You guys have a preconditioned view that AMD is using DICE as PR, and also, it's developers who wanted Mantle, which pretty much invalidates everything you're trying to say;  not the other way around. If Mantle was nothing and there weren't big developers involved I would have detected PR spin a long time ago, basically I have no interest in discussing this, you're wrong, it doesn't work this way, you're mixing things around, Frostbite is not being exploited for PR, it could be any engine that happened to be the first one implemented, you guys are spinning this around Nothing what you have said makes sense considering everything we've heard, I suggest you go back to page 1 and check out all the links.






xenocide said:


> If Mantle were something they could just tack on everyone would already be working on it



Total BS.


----------



## Mussels (Nov 20, 2013)

looks like i might not need a CPU upgrade after all 


what i'm expecting is that if the consoles support this (mostly XB1 i assume) then all the console ports (and their engines which we all known will get reused a lot) support mantle, then its going to take off massively.


----------



## xenocide (Nov 20, 2013)

RuskiSnajper said:


> You guys have a preconditioned view that AMD is using DICE as PR, and also, it's developers who wanted Mantle, which pretty much invalidates everything you're trying to say;  not the other way around. If Mantle was nothing and there weren't big developers involved I would have detected PR spin a long time ago


 
Uhhhhh what?

They are using DICE as PR, DICE is on stage at conventions praising an AMD product, that is PR.  Your misconception is that PR is innately bad, which is not the case.  PR is just things like Press Releases, Demoes, and Keynotes to help market a product.  AMD could have just as easily released it, and used their own tech or developed a tech demo to show it off, but they didn't.  They worked with DICE, so DICE was the first to implement it and advertise its benefits. 

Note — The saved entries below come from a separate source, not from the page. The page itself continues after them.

PR #1068, opened 2023-05-15
Use google.inject annotations instead of javax

wendigo:
Follow up to the https://github.com/airlift/airlift/pull/1067 as discussed with @electrum

### DIFF
--- a/bootstrap/pom.xml
+++ b/bootstrap/pom.xml
@@ -46,13 +46,6 @@
             <artifactId>javax.annotation-api</artifactId>
         </dependency>
 
-        <!-- used by tests but also needed transitively -->
-        <dependency>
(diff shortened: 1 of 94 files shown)


wendigo:
cc @electrum @findepi

wendigo:
I'd like to switch Trino to google.inject as well. We've discussed it with @electrum that it'd make switch to guice 7.0 easier (it is jakarta based).

findepi:
does this mean that Guice 7 no longer honors `javax.inject.Inject` annotations?

wendigo:
@findepi yes, it has moved to jakarta.* namespace. Hence this change.

wendigo:
ping @electrum @martint

PR #1069, opened 2023-05-16
Restore previous string limit for JSON 

wendigo:
Prior to the Jackson 2.15 there was no upper bound on the length of the string fields.

In order to increase compatibility with the existing use cases, previous behavior is restored.

### DIFF
--- a/jmx-http/src/main/java/io/airlift/jmx/JmxHttpModule.java
+++ b/jmx-http/src/main/java/io/airlift/jmx/JmxHttpModule.java
@@ -87,6 +87,7 @@ public class JmxHttpModule
         }
 
         @Override
+        @SuppressWarnings("deprecation")
         public JsonNode getSchema(SerializerProvider provider, Type typeHint)
                 throws JsonMappingException
         {
@@ -148,6 +149,7 @@ public class JmxHttpModule
         }
 
         @Override
+        @SuppressWarnings("deprecation")
         public JsonNode getSchema(SerializerProvider provider, Type typeHint)
         {
             return createSchemaNode("object", true);
--- a/json/src/main/java/io/airlift/json/ObjectMapperProvider.java
+++ b/json/src/main/java/io/airlift/json/ObjectMapperProvider.java
@@ -17,6 +17,7 @@ package io.airlift.json;
 
 import com.fasterxml.jackson.annotation.JsonInclude;
 import com.fasterxml.jackson.core.JsonFactory;
+import com.fasterxml.jackson.core.StreamReadConstraints;
 import com.fasterxml.jackson.core.Version;
 import com.fasterxml.jackson.databind.DeserializationFeature;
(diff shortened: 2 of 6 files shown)


wendigo:
cc @findepi @electrum

jmx-http/src/main/java/io/airlift/jmx/JmxHttpModule.java
```diff
@@ -148,6 +149,7 @@ public void serialize(CompositeData data, JsonGenerator jsonGenerator, Serialize
         }
 
         @Override
+        @SuppressWarnings("deprecation")
```
findepi, line 152: why added now?

json/src/main/java/io/airlift/json/ObjectMapperProvider.java
```diff
@@ -215,7 +216,15 @@ public ObjectMapper get()
 
         objectMapper.addModules(modules);
 
-        return objectMapper.build();
+        ObjectMapper mapper = objectMapper.build();
+
+        // Disable the length limit, caller will be responsible for validating the input length
+        mapper.getFactory().setStreamReadConstraints(StreamReadConstraints
```
findepi, line 222: is `mapper.getFactory()` same field as our `jsonFactory` ?

jmx-http/src/main/java/io/airlift/jmx/JmxHttpModule.java
wendigo: Jackson was updated with the airbase bump and these methoda are now deprecated

json/src/main/java/io/airlift/json/ObjectMapperProvider.java
wendigo: No. Internal jackson thingy

jmx-http/src/main/java/io/airlift/jmx/JmxHttpModule.java
findepi: why deprecated? should we stop using them?

json/src/main/java/io/airlift/json/ObjectMapperProvider.java
```diff
@@ -69,6 +70,12 @@ public ObjectMapperProvider(JsonFactory jsonFactory)
     {
         this.jsonFactory = requireNonNull(jsonFactory, "jsonFactory is null");
 
+        // Disable the length limit, caller will be responsible for validating the input length
+        jsonFactory.setStreamReadConstraints(StreamReadConstraints
+                .builder()
+                .maxStringLength(Integer.MAX_VALUE)
```
findepi, line 76: add a note to CHANGES

wendigo: Done!

PR #1070, opened 2023-05-24
Allow custom configuration interpolation logic

wendigo:


wendigo:
cc @martint @electrum

configuration/src/main/java/io/airlift/configuration/ConfigurationInterpolator.java
```diff
@@ -0,0 +1,114 @@
...
+                String interpolatorName = matcher.group("name");
+                String keyName = matcher.group("key");
+                ValueInterpolator valueInterpolator = valueProviders.get(interpolatorName);
+                if (valueInterpolator == null) {
+                    onError.accept(propertyKey, "Configuration property '%s' references value interpolator '%s' that does not exist".formatted(propertyKey, interpolatorName));
+                    return;
+                }
+
+                Optional<String> replacedValue = valueInterpolator.interpolate(keyName);
+                if (replacedValue.orElse(null) == null) {
```
nineinchnick, line 57: Would `isEmpty()` be more idiomatic? Should we assert that `replacedValue` is not null? That would signal some other issues with the interpolator, right?
```suggestion
                if (replacedValue.isEmpty()) {
```

configuration/src/main/java/io/airlift/configuration/ConfigurationInterpolator.java
```diff
@@ -0,0 +1,114 @@
...
+            }
+            matcher.appendTail(replacedPropertyValue);
+            replaced.put(propertyKey, replacedPropertyValue.toString());
+        });
+        return replaced;
+    }
+
+    public interface ValueInterpolator
+    {
+        Optional<String> interpolate(String key);
```
nineinchnick, line 71: If this interface would also have a `name()` method, we could avoid passing `valueProviders` as a map and maybe use a set. I was wondering if the `ENV` key should be defined as a const, but then figured out that if we always associate it with `EnvValueInterpolator` it should be embedded in it.

electrum:
What is the use case for this?

wendigo:
@electrum interpolating secrets from other sources than env (i.e. AWS secretmanager or Hashicorp vault)

PR #1701, opened 2025-12-31
Validate skipped properties in assertFullMapping 

findepi:
Throw an error when a skipped property does not exist (e.g. has been
removed).

### DIFF
--- a/configuration-testing/src/main/java/io/airlift/configuration/testing/ConfigAssertions.java
+++ b/configuration-testing/src/main/java/io/airlift/configuration/testing/ConfigAssertions.java
@@ -16,6 +16,7 @@
 package io.airlift.configuration.testing;
 
 import com.google.common.collect.ImmutableSet;
+import com.google.common.collect.Sets;
 import io.airlift.configuration.ConfigurationFactory;
 import io.airlift.configuration.ConfigurationMetadata;
 import io.airlift.configuration.ConfigurationMetadata.AttributeMetadata;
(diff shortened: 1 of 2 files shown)


configuration-testing/src/main/java/io/airlift/configuration/testing/ConfigAssertions.java
```diff
@@ -116,18 +117,25 @@ public static <T> void assertFullMapping(Map<String, String> properties, T expec
...
+        // verify that every (non-deprecated and not explicitly skipped) property is tested
+        Set<String> allProperties = new HashSet<>();
         for (AttributeMetadata attribute : metadata.getAttributes().values()) {
             if (attribute.getInjectionPoint().getProperty() != null) {
-                nonSkippedProperties.add(attribute.getInjectionPoint().getProperty());
+                allProperties.add(attribute.getInjectionPoint().getProperty());
             }
         }
-        nonSkippedProperties.removeAll(skipped);
+        Set<String> invalidSkipped = new TreeSet<>(Sets.difference(skipped, allProperties));
```
chenjian2664, line 127: Do we need to use a `TreeSet` here, or just for reporting sorted properties in message?

findepi: TreeSet is just for having it sorted conveniently. 
Yes, it's only for the sake of the message.

chenjian2664: Thanks

PR #1702, opened 2025-12-31
[MCP Server] Support cancellations

Randgalt:
Support for MCP cancellation.

This will also be the foundation for upcoming task cancellations.

### DIFF
--- a/mcp/src/main/java/io/airlift/mcp/CancellationController.java
+++ b/mcp/src/main/java/io/airlift/mcp/CancellationController.java
@@ -1,0 +1,171 @@
+package io.airlift.mcp;
+
+import com.google.common.annotations.VisibleForTesting;
+import com.google.common.base.Supplier;
+import com.google.common.collect.Sets;
+import com.google.inject.Inject;
+import io.airlift.log.Logger;
+import io.airlift.mcp.sessions.SessionController;
+import io.airlift.mcp.sessions.SessionId;
+import io.airlift.mcp.sessions.SessionValueKey;
+import jakarta.annotation.PreDestroy;
+
+import java.time.Duration;
+import java.util.Collection;
+import java.util.Optional;
+import java.util.Set;
+import java.util.concurrent.ExecutorService;
+import java.util.concurrent.Future;
+import java.util.function.BiConsumer;
+import java.util.function.Function;
+
+import static com.google.common.util.concurrent.MoreExecutors.shutdownAndAwaitTermination;
+import static io.airlift.concurrent.Threads.virtualThreadsNamed;
+import static io.airlift.mcp.McpException.exception;
+import static java.util.Objects.requireNonNull;
+import static java.util.concurrent.Executors.newThreadPerTaskExecutor;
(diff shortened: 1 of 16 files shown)


mcp/src/main/java/io/airlift/mcp/CancellationController.java
```diff
@@ -0,0 +1,171 @@
...
+    private final Duration interval;
+    private final ExecutorService executorService;
+
+    @Inject
+    public CancellationController(McpCancellationHandler cancellationHandler, Optional<SessionController> sessionController, McpConfig mcpConfig)
+    {
+        this.cancellationHandler = requireNonNull(cancellationHandler, "cancellationHandler is null");
+        this.sessionController = requireNonNull(sessionController, "sessionController is null");
+
+        // TODO use VirtualThreadPerTaskExecutor when we move to JDK 24+
```
wendigo: we can address this todo now, JDK 24 will be dropped soon

wendigo: use `virtualThreadsNamed()`

mcp/src/main/java/io/airlift/mcp/model/CancelledNotification.java
```diff
@@ -0,0 +1,14 @@
...
+
+import java.util.Optional;
+
+import static com.google.common.base.MoreObjects.firstNonNull;
+
+public record CancelledNotification(Object requestId, Optional<String> reason)
+{
+    public CancelledNotification
+    {
+        requestId = firstNonNull(requestId, "");
```
wendigo, line 11: can it be null actually?

mcp/src/main/java/io/airlift/mcp/McpModule.java
```diff
@@ -169,6 +173,13 @@ public Builder withSessions(Consumer<LinkedBindingBuilder<SessionController>> se
             return this;
         }
 
+        // NOTE: does nothing if sessions are not enabled
```
wendigo: should we validate if sessions are enabled?

mcp/src/main/java/io/airlift/mcp/model/CancelledNotification.java
Randgalt: Technically, the spec allows `null` request IDs. In practice we won't see them.

mcp/src/main/java/io/airlift/mcp/McpModule.java
Randgalt: Yeah - that's a good idea. I'll add that.

mcp/src/main/java/io/airlift/mcp/model/CancelledNotification.java
wendigo: Is request id controlled by the client or the server?

Randgalt: Both - it can come from any direction. For the purposes of this PR it's only from us so there will always be a request ID. But, given that this is an MCP model we should define it in a general manner.

PR #1704, opened 2026-01-01
[MCP Server] Support replayable/resumable event streams

Randgalt:
Support replayable/resumable event streams


mcp/src/main/java/io/airlift/mcp/internal/InternalMessageWriter.java
```diff
@@ -45,7 +44,7 @@ void write(String data)
     @Override
     public void writeMessage(String data)
     {
-        String messageId = Long.toString(nextId.getAndIncrement());
+        String messageId = UUID.randomUUID().toString();
```
wendigo, line 59: we could strip dashes, also we could use ULIDs that encode the timestamp

Randgalt: OK with me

There are _some_ developers that wanted Mantle, and that's their decision.  On the flip side, there was a time when developers hated Low Level API's similar to Mantle, and that's where DirectX came from.  Yes, it could have been any engine, but it would have required the developer of said engine to work Mantle support into the engine.  We're talking about Graphics API's here, you need to have the engine setup to support these things or else nothing will work as intended.  There's a reason games are setup to run only in OpenGL or only in DirectX, it's because the Game Engines were designed to use those systems.



RuskiSnajper said:


> basically I have no interest in discussing this, you're wrong, it doesn't work this way, you're mixing things around, Frostbite is not being exploited for PR, it could be any engine that happened to be the first one implemented, you guys are spinning this around Nothing what you have said makes sense considering everything we've heard, I suggest you go back to page 1 and check out all the links.


 
That's a very pleasent attitude to have, essentially "I disagree with the things you're saying so I don't care or want to hear about it."  I never said Frostbite was being _exploited_, just that it was the first Engine to showcase Mantle, and for the technology to take off other Engines need to implement support for it.  Also, everything that we said makes sense, you just seem to be overly defensive and/or misinterpreting it.


----------



## Frag_Maniac (Nov 20, 2013)

RuskiSnajper said:


> You guys have a preconditioned view that AMD is using DICE as PR, and also, it's developers who wanted Mantle, which pretty much invalidates everything you're trying to say;  not the other way around. If Mantle was nothing and there weren't big developers involved I would have detected PR spin a long time ago, basically I have no interest in discussing this, you're wrong, it doesn't work this way, you're mixing things around, Frostbite is not being exploited for PR, it could be any engine that happened to be the first one implemented, you guys are spinning this around Nothing what you have said makes sense considering everything we've heard, I suggest you go back to page 1 and check out all the links.
> 
> Total BS.



We're not saying or even implying it's locked to Frostbite or can only work well on Frostbite, but to ignore that DICE did most of the non AMD development is to ignore that Johan and team made damn sure it was well suited to Frostbite. All I said earlier is that more devs using other engines need to step up and PROVE it's also easy to develop and game on THEIR engines, and so far we're really not seeing much of that.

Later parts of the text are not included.